PR #3630, opened 2020-08-05
FIR2IR: handle unbound reference with adapted arguments

jsjeon:
This is a follow-up of https://github.com/JetBrains/kotlin/pull/3625, where I said:
> Still, a transient receiver, like a class symbol (e.g., A::foo), is not handled yet, and marked as TODO (and one regression).

If the explicit receiver of the reference access is a class symbol, the counter part of receiver won't be a form of IR element. Rather, we can treat it as a transient receiver, and depending on dispatch/extension receiver requirement of the adaptee function, we can set either dispatch or extension receiver for the adaptee call properly.


mglukhikh:
Merged manually 👍

PR #3632, opened 2020-08-06
JVM IR: Don't produce CHECKCASTs on null constants (KT-36650)

sfs:


compiler/testData/codegen/bytecodeText/coroutines/cleanup/nullCleanup.kt
```diff
@@ -12,6 +12,12 @@ suspend fun test() {
...
+// 2 PUTFIELD .*L\$0 : Ljava/lang/Object;
+
+// JVM_TEMPLATES:
+// just before suspension point
 // 1 ACONST_NULL
-// 2 PUTFIELD .*L\$0 : Ljava/lang/Object;
\ No newline at end of file
+
+// JVM_IR_TEMPLATES:
+// two stores to initialize the `a` variable and one null constant to store in the spill slot.
```
sfs, line 22: @ilmirus Could you please take a look at this test and tell me if this looks correct to you? The bytecode produced by the JVM and JVM IR backend only differs by two (probably unnecessary) `ACONST_NULL; ASTORE 1` instruction sequences on the JVM IR backend.

compiler/testData/codegen/box/classes/kt1018.kt
```diff
@@ -1,3 +1,6 @@
+// IGNORE_BACKEND_FIR: JVM_IR
```
max-kammerer, line 1: @demiurg906 Hope you aware about this problem

compiler/testData/codegen/bytecodeText/coroutines/cleanup/nullCleanup.kt
ilmirus: @sfs Thanks for pointing this out! There is indeed a bug, but in Old JVM BE: https://youtrack.jetbrains.com/issue/KT-40886. Bytecode, generated by JVM_IR BE is completely fine.

udalov:
Thanks!

PR #3636, opened 2020-08-07
JVM IR: Fixes to IMPLICIT_NOTNULL casts

sfs:
There are two parts to this PR.

The first is a fix for KT-39520, which shows that we have to be very careful when compiling casts, as the type information might be outright wrong and superfluous `CHECKCAST` instructions can lead to runtime errors. The second is a fix for another Java interop issue around `IMPLICIT_NOTNULL` casts on special bridge methods. This issue affects the Kotlin compiler itself and leads to test failures when running the compiler test suite with a version of kotlinc that was compiled with the JVM IR backend.

I've added tests for all cases that are affected.

As a side note, the behavior around `IMPLICIT_NOTNULL` casts is a bit inconsistent. We elide the checks for all special bridge methods except for those which are `@PlatformDependent` (i.e. `MutableMap.remove` with two arguments and `Map.getOrDefault`). We probably want to change this at some point, but for now the behavior of the JVM and JVM IR backends should match.

### DIFF
--- a/compiler/ir/backend.common/src/org/jetbrains/kotlin/backend/common/lower/SpecialBridgeMethods.kt
+++ b/compiler/ir/backend.common/src/org/jetbrains/kotlin/backend/common/lower/SpecialBridgeMethods.kt
@@ -8,6 +8,7 @@ package org.jetbrains.kotlin.backend.common.lower
 import org.jetbrains.kotlin.backend.common.CommonBackendContext
 import org.jetbrains.kotlin.builtins.KotlinBuiltIns
 import org.jetbrains.kotlin.ir.UNDEFINED_OFFSET
+import org.jetbrains.kotlin.ir.declarations.IrClass
 import org.jetbrains.kotlin.ir.declarations.IrSimpleFunction
 import org.jetbrains.kotlin.ir.expressions.IrConstKind
 import org.jetbrains.kotlin.ir.expressions.IrExpression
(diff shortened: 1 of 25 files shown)


compiler/ir/backend.common/src/org/jetbrains/kotlin/backend/common/lower/SpecialBridgeMethods.kt
```diff
@@ -103,11 +104,16 @@ class SpecialBridgeMethods(val context: CommonBackendContext) {
...
-        irFunction.allOverridden().forEach { overridden ->
-            val description = overridden.toDescription()
-            SPECIAL_METHODS_WITH_DEFAULTS_MAP[description]?.let {
-                return Pair(overridden, it)
+    fun findSpecialWithOverride(
+        irFunction: IrSimpleFunction,
+        includeSelf: Boolean = false
+    ): Pair<IrSimpleFunction, SpecialMethodWithDefaultInfo>? {
+        irFunction.allOverridden(includeSelf).forEach { overridden ->
+            if (overridden.parent is IrClass) {
```
udalov, line 112: How is it possible to have an override with a parent not inside an `IrClass`?

sfs: It isn't, but if `includeSelf` is `true` we're also looking at the `irFunction` which might be an external top-level declaration or intrinsic.

I've hoisted the check outside of the `forEach` to make a code a bit cleaner.

udalov:
Merged manually in https://github.com/JetBrains/kotlin/commit/0328fcaf5d7f3e3aef39ddd549f09d68914ed455.

Thanks!

PR #3639, opened 2020-08-07
FIR: smartcast after null check

jsjeon:
_Disclaimer_: this is very subtle, so would be my description. Thus, I'm open to long discussion, reviews, other suggestions, etc.

------

The motivation is bb test `nullSmartCast`:
```kt
fun String?.foo() = this ?: "OK"

fun foo(i: Int?): String {
    if (i == null) return i.foo() // Unresolvable
    return "$i"
}

fun box() = foo(null)
```
As expected, candidate `String?.foo()` expects `String?` as an extension receiver type, whereas the actual receiver, `i`, is of `Int?` type. Due to the `null` check, `i`'s type would be technically `Nothing?` after null smartcast, hence the candidate should be applicable.

First, I found that, in the data-flow analysis, while processing `== null`, adding `Nothing?` cast (in an inverted way, which was wrong, btw) has been commented out. With proper type implication after null equality check, the target bb test became green.

------

However, there were a couple regressions which looked like this:
```kt
if (result == NON_NULL_CONST) fail(...)
return result as String
```
At the last return statement, the type of `result` became `Nothing?` that I just added, which caused the runtime casting error. It turned out that, in the data-flow analysis, while processing a general equality, like `left == right`, the logic attempted to add smarter implications: if `left == right` and `right != null`, then `left != null`. Yes, that's right, but it relied on the aforementioned logic of processing `== null` to add the resulting implication.

The problem of reusing `== null` is, since `fir` isn't SSA form, all information inside data-flow analysis is sort of _guided_ by the entering condition. Therefore, the way `== null` adds implications is enumerating all cases: when the condition holds, the involving variable is null, of `Nothing?` type, etc., v.s. otherwise, it is not null, should not be of `Nothing?` type, etc. And there, unwanted condition and effect is added.

So, while processing `left == right`, if we know `right != null`, we can infer `left != null`. But, if we simply reuse `== null` to insert `left != null` against the condition `left == right`, it actually added: `left == right` -> `left != null` _and_ `left != right` -> `left == null` and the latter suddenly made `result` be of `Nothing?` type! Please note that, if `right != null` still holds and if `left != right`, it simply means `left` is something different from `right`, including `null`. It doesn't mean `left` should be `null`. Going back to the original regression example, at the return statement, `result` is simply not equal to non-null constant (including `null`), but we shouldn't conclude `result` is `null`.

To mitigate this, I extended `== null` processing to input condition tester so that users like processing general equality can pick effects under which conditions it wants to add. At this point, all bb tests are good, no more regressions. But then, I found literally tons of regressions in diagnostics tests. :\

------

I didn't investigate every single regression in diagnostic tests (because, really, it was too many), but after seeing couple examples, I noticed what dilemma `fir`'s null smartcast has:
```kt
if (out == null) {
  out?.println()  // type of `out` should remain as-is. With Nothing? cast, unresolvable.
} else {
  out.println()
}
``` 
So, I studied how FE 1.0 works with those cases, and found that
1) for the cast like bb test, `i` after null check is indeed of `Nothing?` type, and that is used to resolve `i.foo()`. BUT, the big difference is, it's not by insertion of type casting. That info is just used during resolution. At the end, there is a separate step that revisits receivers/arguments and adds necessary implicit casts if their type mismatch.
2) for the case like `out?` safe call, since the call candidate's expected type is same as the actual type of the variable, no visible type change is added. Of course no implicit cast at the end, either.

On the other hand, in `fir`, smartcast info accumulated inside data-flow analysis is always _materialized_ into actual type casting (of course, via `FirExpressionWithSmartcast` and then IR type operation with `IMPLICIT_CAST`). Such materialized smartcast affects the following resolution on that specific variable, even though sometimes we need the original type.

Perhaps, the first issue---always materializing smartcast info from data-flow analysis---is out of scope of this PR, and needs bigger discussion. For the second issue---when to smartcast or not, or when to use original type (inside smartcast), one might think of retrieving the original type inside smartcast (if we decide to stick to the current, always-materializing smartcast) under certain conditions, but I can't find good conditions that satisfy all corner cases yet don't look hacky.

Instead, one (maybe equally ad-hoc) solution to resort the issues is to differentiate the use of `Nothing?` from `null` check: for smartcast, don't materialize it. For resolution, if the expected type and argument type are known to be different, and they're both nullable, and the smartcast info from the data-flow analysis indicates the argument is null (via `Nothing?` type), take it! With those, all regressions are gone, and resolutions that must use the fact that the receiver or argument is literally `null` are resolved.

### DIFF
--- a/compiler/fir/resolve/src/org/jetbrains/kotlin/fir/resolve/ResolveUtils.kt
+++ b/compiler/fir/resolve/src/org/jetbrains/kotlin/fir/resolve/ResolveUtils.kt
@@ -247,9 +247,35 @@ private fun BodyResolveComponents.typeFromSymbol(symbol: AbstractFirBasedSymbol<
     }
 }
 
-fun BodyResolveComponents.transformQualifiedAccessUsingSmartcastInfo(qualifiedAccessExpression: FirQualifiedAccessExpression): FirQualifiedAccessExpression {
+fun BodyResolveComponents.transformQualifiedAccessUsingSmartcastInfo(
+    qualifiedAccessExpression: FirQualifiedAccessExpression
+): FirQualifiedAccessExpression {
     val typesFromSmartCast = dataFlowAnalyzer.getTypeUsingSmartcastInfo(qualifiedAccessExpression) ?: return qualifiedAccessExpression
     val originalType = qualifiedAccessExpression.resultType.coneType
+    // For example, if (x == null) { ... },
+    //   we don't want to smartcast to Nothing?, but we want to record the nullability to its own kind of node.
+    // TODO: should we differentiate x == null v.s. x is Nothing?
+    if (typesFromSmartCast.any { it.isNullableNothing }) {
+        val typesFromSmartcastWithoutNullableNothing =
+            typesFromSmartCast.filterTo(mutableListOf()) { !it.isNullableNothing }.also {
+                it += originalType
+            }
+        val intersectedTypeWithoutNullableNothing =
+            ConeTypeIntersector.intersectTypes(session.inferenceComponents.ctx, typesFromSmartcastWithoutNullableNothing)
+        val intersectedTypeRefWithoutNullableNothing = buildResolvedTypeRef {
+            source = qualifiedAccessExpression.resultType.source?.fakeElement(FirFakeSourceElementKind.SmartCastedTypeRef)
+            type = intersectedTypeWithoutNullableNothing
+            annotations += qualifiedAccessExpression.resultType.annotations
+            delegatedTypeRef = qualifiedAccessExpression.resultType
+        }
+        return buildExpressionWithSmartcastToNull {
+            originalExpression = qualifiedAccessExpression
+            // TODO: Use Nothing? during resolution?
+            typeRef = intersectedTypeRefWithoutNullableNothing
+            // NB: Nothing? in types from smartcast in DFA is recorded here (and the expression kind itself).
+            this.typesFromSmartCast = typesFromSmartCast
+        }
+    }
     val allTypes = typesFromSmartCast.also {
         it += originalType
     }
@@ -259,6 +285,7 @@ fun BodyResolveComponents.transformQualifiedAccessUsingSmartcastInfo(qualifiedAc
         source = qualifiedAccessExpression.resultType.source?.fakeElement(FirFakeSourceElementKind.SmartCastedTypeRef)
         type = intersectedType
         annotations += qualifiedAccessExpression.resultType.annotations
+        delegatedTypeRef = qualifiedAccessExpression.resultType
     }
     return buildExpressionWithSmartcast {
         originalExpression = qualifiedAccessExpression
--- a/compiler/fir/resolve/src/org/jetbrains/kotlin/fir/resolve/dfa/FirDataFlowAnalyzer.kt
+++ b/compiler/fir/resolve/src/org/jetbrains/kotlin/fir/resolve/dfa/FirDataFlowAnalyzer.kt
@@ -149,7 +149,7 @@ abstract class FirDataFlowAnalyzer<FLOW : Flow>(
 
     private var contractDescriptionVisitingMode = false
 
-    protected val any = components.session.builtinTypes.anyType.type
+    private val any = components.session.builtinTypes.anyType.type
     private val nullableNothing = components.session.builtinTypes.nullableNothingType.type
 
     @PrivateForInline
@@ -472,11 +472,18 @@ abstract class FirDataFlowAnalyzer<FLOW : Flow>(
     ) {
         val leftIsNullable = leftOperand.coneType.isMarkedNullable
         val rightIsNullable = rightOperand.coneType.isMarkedNullable
+
         // left == right && right not null -> left != null
+        // [processEqNull] adds both implications: operator call could be true or false. We definitely need the matched case only.
+        fun shouldAddImplicationForStatement(operationStatement: OperationStatement): Boolean {
+            // Only if operation statement is == True, i.e., left == right
+            return (operation.isEq() && operationStatement.operation == Operation.EqTrue) ||
+                    (!operation.isEq() && operationStatement.operation == Operation.EqFalse)
+        }
         when {
             leftIsNullable && rightIsNullable -> return
-            leftIsNullable -> processEqNull(node, leftOperand, operation.invert())
-            rightIsNullable -> processEqNull(node, rightOperand, operation.invert())
+            leftIsNullable -> processEqNull(node, leftOperand, operation.invert(), ::shouldAddImplicationForStatement)
+            rightIsNullable -> processEqNull(node, rightOperand, operation.invert(), ::shouldAddImplicationForStatement)
         }
 
         if (operation == FirOperation.IDENTITY || operation == FirOperation.NOT_IDENTITY) {
@@ -484,7 +491,25 @@ abstract class FirDataFlowAnalyzer<FLOW : Flow>(
         }
     }
 
-    private fun processEqNull(node: EqualityOperatorCallNode, operand: FirExpression, operation: FirOperation) {
+    /*
+     * Process x == null in general: add implications for both cases.
+     * E.g., say d1 is an eq operator call node, d2 represents `x`, the variable inside the operator call. So, d1: x == null
+     * This util adds: "d1 == True -> d2 == null" and "d1 == False -> d2 != null"
+     * so that both branches after the operator call can infer the type of x.
+     *
+     * However, users can specify what conditions are of interest.
+     * E.g., say left == right _and_ right != null, then we can conclude left != null.
+     * In this example, say d1 is an eq operator call (left == right), and d2 is left.
+     * Unlike general cases, we want to add: "d1 == True -> d2 != null", and nothing more because the counter part,
+     * "d1 == False -> d2 == null" doesn't hold. That is, left != right and right != null don't mean left == null. It just means, left is
+     * something different from right, including null. By filtering "d1 == True" condition only, all the remaining logic can be shared.
+     */
+    private fun processEqNull(
+        node: EqualityOperatorCallNode,
+        operand: FirExpression,
+        operation: FirOperation,
+        shouldAddImplicationForStatement: (OperationStatement) -> Boolean = { true }
+    ) {
         val flow = node.flow
         val expressionVariable = variableStorage.createSyntheticVariable(node.fir)
         val operandVariable = variableStorage.getOrCreateVariable(node.previousFlow, operand)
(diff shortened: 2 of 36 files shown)


jsjeon:
Just in case, I filed https://youtrack.jetbrains.com/issue/KT-41015 and https://youtrack.jetbrains.com/issue/KT-41017, and split the commits, respectively.

jsjeon:
@demiurg906 I saw you started `FirDataflowAnalyzer` and `processEq`. Could you take a look at the 1st commit?

@dzharkov I saw you added nullability smartcast after `!is`. Could you take a look at this overall?

Thanks!

mglukhikh:
Just to mention: I didn't forget about this PR, but I'm not sure these things should work this way in FIR. May be it's a good idea for @demiurg906 (or @dzharkov ) to look at this, and then to organize some design discussion about these "null smartcasts" (?!).

cc @semoro

demiurg906:
Hi @jsjeon. Thank you for big job, but I suggest to delay merging this PR, because we have lack of language design in this case. I, personally, think that cases from first black box test should **not** work, because smartcast to `Nothing?` is something strange and not intuitive for users (it's hard for them to understand that `Nothing` is a subtype for each possible type). So I think we can return to this PR after we make a design decision about such smartcasts.

@dzharkov what do you think?

dzharkov:
I agree with @demiurg906 that this issue is mostly a matter of language design

compiler/fir/resolve/src/org/jetbrains/kotlin/fir/resolve/ResolveUtils.kt
```diff
@@ -247,9 +247,35 @@ private fun BodyResolveComponents.typeFromSymbol(symbol: AbstractFirBasedSymbol<
...
+    qualifiedAccessExpression: FirQualifiedAccessExpression
+): FirQualifiedAccessExpression {
     val typesFromSmartCast = dataFlowAnalyzer.getTypeUsingSmartcastInfo(qualifiedAccessExpression) ?: return qualifiedAccessExpression
     val originalType = qualifiedAccessExpression.resultType.coneType
+    // For example, if (x == null) { ... },
+    //   we don't want to smartcast to Nothing?, but we want to record the nullability to its own kind of node.
+    // TODO: should we differentiate x == null v.s. x is Nothing?
+    if (typesFromSmartCast.any { it.isNullableNothing }) {
+        val typesFromSmartcastWithoutNullableNothing =
+            typesFromSmartCast.filterTo(mutableListOf()) { !it.isNullableNothing }.also {
```
jsjeon, line 260: Here, I only discarded `Nothing?`, but an alternative I tried was:
```kt
val nullableTypesFromSmartcastWithoutNullableNothing =
    typesFromSmartcast.mapNotNullTo(mutableListOf()) {
        if (it.isNullableNothing) null else it.withNullability(...NULLABLE)
    }...
```
i.e., making everything else _nullable_ (since it's cast to literally `null`).

But, encountered non-sense cases, e.g.,
```kt
if (x != null) {
  ...
  if (x == null) argShouldNotNull(<!>x<!>)
}
```
So, using the old info (from `x != null`) without `Nothing?` doesn't introduce any change, so I ended up with that.

compiler/fir/resolve/src/org/jetbrains/kotlin/fir/resolve/ResolveUtils.kt
```diff
@@ -247,9 +247,35 @@ private fun BodyResolveComponents.typeFromSymbol(symbol: AbstractFirBasedSymbol<
...
+                it += originalType
```
jsjeon, line 261: An alternative I tried was:
```kt
it += originalType.withNullability(...NULLABLE)
```
because, again, it's cast to literally `null`.

But, encountered other kind of non-sense cases, like,
```kt
fun foo(x : NonNull) {
  if (x == null) { ... } // ?!
}
```
It's better to see `<!DEBUG_INFO_EXPRESSION_TYPE(NonNull & NonNull)!><!>` (where the 2nd one is the original type) instead of `... NonNull & NonNull?`. So, again, ended up with the current form.

compiler/fir/resolve/src/org/jetbrains/kotlin/fir/resolve/ResolveUtils.kt
```diff
@@ -247,9 +247,35 @@ private fun BodyResolveComponents.typeFromSymbol(symbol: AbstractFirBasedSymbol<
...
+        val intersectedTypeRefWithoutNullableNothing = buildResolvedTypeRef {
+            source = qualifiedAccessExpression.resultType.source?.fakeElement(FirFakeSourceElementKind.SmartCastedTypeRef)
+            type = intersectedTypeWithoutNullableNothing
+            annotations += qualifiedAccessExpression.resultType.annotations
+            delegatedTypeRef = qualifiedAccessExpression.resultType
+        }
+        return buildExpressionWithSmartcastToNull {
+            originalExpression = qualifiedAccessExpression
+            // TODO: Use Nothing? during resolution?
+            typeRef = intersectedTypeRefWithoutNullableNothing
```
jsjeon, line 274: Just for the record, If we want to use `Nothing?` for resolution, this is the place. We can use the intersection type that uses the all types from smartcast.

But, for some cases like
```kt
if (out == null) {
  out?.println(...) // not resolvable with Nothing? cast
} else {
  out.println(...)
}
```
we may need some ad-hoc application.

compiler/fir/resolve/src/org/jetbrains/kotlin/fir/resolve/dfa/FirDataFlowAnalyzer.kt
```diff
@@ -500,20 +530,35 @@ abstract class FirDataFlowAnalyzer<FLOW : Flow>(
...
+            }
+            operationStatementTester.invoke(expressionVariable notEq isEq) {
+                flow.addImplication((expressionVariable notEq isEq) implies (operandVariable typeEq any))
+            }
 
-//            TODO: design do we need casts to Nothing?
-//            flow.addImplication((expressionVariable eq !isEq) implies (operandVariable typeEq nullableNothing))
-//            flow.addImplication((expressionVariable notEq !isEq) implies (operandVariable typeNotEq nullableNothing))
+            operationStatementTester.invoke(expressionVariable eq !isEq) {
+                flow.addImplication((expressionVariable eq !isEq) implies (operandVariable typeNotEq nullableNothing))
```
jsjeon, line 557: If we want to differentiate `== null` and `is Nothing?`, I think one option is, here, we can use a different cone type with a special type attribute, say, `NullableNothingFromConstantNull` to indicate this `Nothing?` came from `null`, not `is Nothing?`.

compiler/testData/diagnostics/tests/smartCasts/smartcastToNothingAfterCheckingForNull.fir.kt
```diff
@@ -24,6 +24,6 @@ fun g(x: B<Int>) {
 
     if (y is Nothing?) {
         f(y)
-        <!NONE_APPLICABLE!>g<!>(y)
+        g(y)
```
jsjeon, line 27: Well, at least, we are consistent now (see line 22 above).

compiler/testData/diagnostics/testsWithStdLib/contracts/smartcasts/throwsEffect.fir.kt
```diff
@@ -26,7 +26,7 @@ fun testSpilling(x: Any?) {
         myAssert(x is String)
         x.length
     }
-    x.<!UNRESOLVED_REFERENCE!>length<!>
+    x<!UNSAFE_CALL!>.<!>length
```
jsjeon, line 29: This one seems interesting. From the path that passed through `if`, `x is String`. From the synthetic `else`, `x == null` (or `x is Nothing?`). After type `or`ing, now `x is String?`. :\

I updated `isAcceptableForSmartcast` accordingly, but seems not good enough. I expect type `or` also needs to drop `Nothing?` at every step?

jsjeon (commented):
@demiurg906 This PR is reincarnated. As per your offline suggestion, a new kind of expression is introduced to wrap `null` check information, but not materialized any further. `Nothing?` is not included in the expression type, hence no resolution change either.

cc @punzki see if this is good enough for your quickfix work.

compiler/fir/tree/tree-generator/src/org/jetbrains/kotlin/fir/tree/generator/FirTreeBuilder.kt
```diff
@@ -108,6 +108,7 @@ object FirTreeBuilder : AbstractFirTreeBuilder() {
     val callableReferenceAccess = element("CallableReferenceAccess", Expression, qualifiedAccessExpression)
     val thisReceiverExpression = element("ThisReceiverExpression", Expression, qualifiedAccessExpression)
     val expressionWithSmartcast = element("ExpressionWithSmartcast", Expression, qualifiedAccessExpression)
+    val expressionWithSmartcastToNull = element("ExpressionWithSmartcastToNull", Expression, qualifiedAccessExpression)
```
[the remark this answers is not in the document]
jsjeon: I thought of that too, and decided to make it one-of-a-kind in order to avoid inception that this is kind of smartcast. Well, it's kind of smartcast, but not in the same way: no materialization during conversion to backend IR, not all smartcast types are intersected. So, during its introduction, I'd like to visit every use of existing smartcast expression kind, and make sure this new kind of expression is treated properly per situation.

Well, now every use/override point is visited, maybe we can restructure that on top of the current state. @demiurg906 WDYT?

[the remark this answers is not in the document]
demiurg906: Originally I thought that `FirExpressionWithSmartcastToNull` will fully delegate to original expression and won't have any smartcast type. But after review I see that there may be situations where there are situations when expression has meaningful smartcasts and `Nothing?` in same time. So current approach that `FirExpressionWithSmartcastToNull` is independent from `FirExpressionWithSmartcast` but fully copy it is not good. I see two options here:
1. Take Marks suggestion and inherit `FirExpressionWithSmartcastToNull` from `FirExpressionWithSmartcast` (since it adds new semantic to existed one)
2. Make `FirExpressionWithSmartcastToNull` dummy delegate to original expression without any `smartcasted` types and in case when expression has e.g. smartcast to `A?` and `Nothing?` wrap it twice: firstly in `FirExpressionWithSmartcast` and then in `FirExpressionWithSmartcastToNull`

I prefer option 1.

compiler/fir/resolve/src/org/jetbrains/kotlin/fir/resolve/dfa/FirDataFlowAnalyzer.kt
```diff
@@ -472,19 +474,47 @@ abstract class FirDataFlowAnalyzer<FLOW : Flow>(
...
+     * In this example, say d1 is an eq operator call (left == right), and d2 is left.
+     * Unlike general cases, we want to add: "d1 == True -> d2 != null", and nothing more because the counter part,
+     * "d1 == False -> d2 == null" doesn't hold. That is, left != right and right != null don't mean left == null. It just means, left is
+     * something different from right, including null. By filtering "d1 == True" condition only, all the remaining logic can be shared.
+     */
+    private fun processEqNull(
+        node: EqualityOperatorCallNode,
+        operand: FirExpression,
+        operation: FirOperation,
+        operationStatementTester: (OperationStatement, () -> Unit) -> Unit = { _, block -> block() }
```
demiurg906, line 516: This lambda looks strange. It will be cleaner if this lambda will have `(OperationStatement) -> Boolean` type.

demiurg906: Check [rr/demiurg906/jsjeon/fir-null-smartcast](https://github.com/JetBrains/kotlin/tree/rr/demiurg906/jsjeon/fir-null-smartcast) branch, where I added this change

demiurg906 (changes requested):

compiler/fir/resolve/src/org/jetbrains/kotlin/fir/resolve/dfa/FirDataFlowAnalyzer.kt
jsjeon: Makes sense. Thanks for the branch with an update.

demiurg906:
Merged manually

===============

» WHAT IS EXPECTED:
In the listing, count the lines that contain the word "holds", then give the number and nothing more.

» WRITTEN RESPONSE:
2